Alanis gets up to his toes and patiently sits between Altidore and Laryea, while Thompson sells out to get back. As Endoh (bottom in red) curves his run in, Thompson keeps him onside. And then keeps Laryea onside.

It’s hard to set a line in a man-marking system, but Alanis tries. Thompson just didn’t help him out.

So to recount:

  1. A poor pass by Yueill
  2. Eriksson takes the wrong guy in transition
    1. Eriksson doesn’t take a tactical yellow and instead lets Pozuelo lead a 3-v-2 break
  3. Kashia gets caught in between Pozuelo and Endoh
  4. Thompson takes a bad angle
  5. Goal Toronto

It’s early in the season and these things happen. But it’s not a good sign. Here’s two screenshots of Minnesota United (San Jose’s opponent next week) in their victory over Portland on Sunday:

They killed Portland by releasing Ethan Finlay on the counter, and San Jose has preliminarily proven to have no idea how to defend against that.

Maybe Alanis can move intelligently enough to provide cover for a marauding Nick Lima. I can't imagine that either Shea Salinas or Marcos Lopez provide more defensively than Lima — or at least enough more defensively to balance the fact that Lima was the team's best attacking option in the first half.

If San Jose’s defense did demonstrate one thing on Saturday, it’s that they badly miss Judson. As Colin Etnire put it (well, as I put it and Colin quoted me):

Minnesota's passing graph against Portland looked awfully similar to Toronto's versus San Jose:

Graph courtesy of Jamon Moore; Data: @AnalysisEvolved

The Earthquakes need somebody to force the opponent to hit the breaks in these situations. Or, as that Toronto passing graph shows, any situation. For all of 2019, that "someone" was Judson. He is plainly the reason San Jose ended last year at the top right of this xG vs. Counterattacks conceded graph:

Maybe Judson needed that extra week to get his legs under him, but San Jose need to have a backup plan.

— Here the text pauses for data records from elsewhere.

PR #10521, opened 2026-07-30
feat(sandbox): declare and collect the advisory read-write intent

nickyleach:
## Thinking Path

> - Paperclip is the control plane for AI agent companies
> - Sandbox providers move files between the host and the sandbox
> - The runtime needs advisory data for which sync paths are writable
> - The host already knows that intent when it prepares the sync map
> - Daytona can record that intent for later use
> - This pull request adds the advisory access field and collects writable paths
> - The benefit is that later runtime work can use the data without changing current flow

No public GitHub issue exists for this change. The description below follows the feature-request template fields.

### Problem or motivation
An agent runs inside an ephemeral sandbox. Some sandbox paths keep agent changes; other paths do not. Today the runtime has no declared signal for which sync destinations the agent may change and keep. A later feedback wrapper needs this signal to give the agent real-time feedback when a write lands on a non-persistent path.

### Proposed solution
Add an optional advisory `access: "rw" | "ro"` field to the sync file-mapping types. The host sets `rw` for the workspace, git-history, and asset destinations, and `ro` for referenced-project trees. An absent value defaults to `ro`. The Daytona provider collects the `rw` target directories into a per-lease writable set for later use. This change adds the metadata and the collection only. No execution path reads the writable set yet, so runtime behavior does not change.

### Alternatives considered
Derive a static writable set in provider code. This alternative is weaker: the layer that authors each sync destination already knows the intent, so a per-operation declaration is more accurate and does not hard-code a path list.

### Roadmap alignment
This is the first step toward an advisory sandbox feedback wrapper. The wrapper is best-effort and adds no security. The ephemeral sandbox stays the only boundary.

### Additional context
The field is advisory metadata. It does not change the file transfer and adds no security.

## What Changed

- Added an optional `access` field to the sync file mapping types.
- Set the workspace, git history, and asset destinations to writable.
- Set referenced project destinations to read only.
- Added a writable set store in the Daytona provider.
- Recorded the parent directory of each writable sync mapping during sync in.

## Verification

- The handoff reports these checks before push.
- `pnpm --filter @paperclipai/adapter-utils exec vitest run sandbox-managed-runtime.test.ts`
- `pnpm --filter @paperclipai/plugin-sdk exec tsc --noEmit`
- `vitest run src/plugin.test.ts` in the Daytona package
- `tsc --noEmit` in the Daytona package

## Risks

- Low risk.
- The new field is advisory.
- The writable set store is best effort and in memory.
- A cold store falls back to the workspace baseline.

## Model Used

OpenAI Codex, GPT-5, tool use, code execution.

## Checklist

- [x] I have specified the model used with version and capability details
- [x] I have either linked existing issues or described the issue in the PR
- [x] I have not referenced internal or instance-local Paperclip issues or links (only public GitHub `#NNN` / `github.com/paperclipai/paperclip` URLs)
- [ ] I have considered and documented any risks above

### DIFF
--- a/packages/adapter-utils/src/sandbox-managed-runtime.test.ts
+++ b/packages/adapter-utils/src/sandbox-managed-runtime.test.ts
@@ -93,6 +93,41 @@ function attachNativeRecordingSyncIn(
   };
 }
 
+// A capturing `syncIn` that records every operation for assertion and
+// materializes file AND directory mappings. A directory mapping (a referenced
+// project) uses `mirrorDirectory`, so a test can assert the advisory `access`
+// intent on directory mappings as well as file mappings.
+function attachCapturingSyncIn(
+  client: SandboxManagedRuntimeClient,
+  captured: SandboxSyncOperation[],
+): void {
+  client.syncIn = async (operations: SandboxSyncOperation[]): Promise<SandboxSyncResult> => {
+    const resultOperations: SandboxSyncResult["operations"] = [];
+    for (const operation of operations) {
+      captured.push(operation);
+      let filesTransferred = 0;
+      let bytesTransferred = 0;
+      for (const mapping of operation.files) {
+        await mkdir(path.posix.dirname(mapping.targetPath), { recursive: true });
+        if (mapping.kind === "directory") {
+          await mirrorDirectory(mapping.sourcePath, mapping.targetPath);
+        } else {
+          const bytes = await readFile(mapping.sourcePath);
+          await writeFile(mapping.targetPath, bytes);
+          if (mapping.mode != null) await fsPromises.chmod(mapping.targetPath, mapping.mode);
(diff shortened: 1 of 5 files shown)


nickyleach:
Thank you for the careful read. This change only declares and collects the read/write intent. No execution path reads the writable set yet, so it changes no runtime behavior.

You are right that the workspace, git, and asset mappings carry the staging archive path as the target, so the recorded directory is the runtime staging directory, not the directory that receives the extracted files. The extract destinations — the workspace directory and each asset directory — are known where the archives are authored and are also returned from the runtime preparation result. The consumer that binds the writable set will use those real destinations, and the recorded value moves to the destination directory together with that work, before any binding depends on it.

This change stays scoped to the declaration and the collection so the metadata path is reviewable on its own. The destination-accuracy refinement lands with the consumer that reads the set.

Maybe it’s Eric Calvillo, or maybe even Nick Lima, but there simply must be a strategy in place besides expecting Yueill to have a perfect game (especially when Yueill’s gone on national team duty).

San Jose was trying a few new things on Saturday, and they got a point to show for it. But the team needs home wins in order to get to the playoffs, and it’s tough to get home wins when you allow counters up the gut as easily as the Quakes did on Leap Day.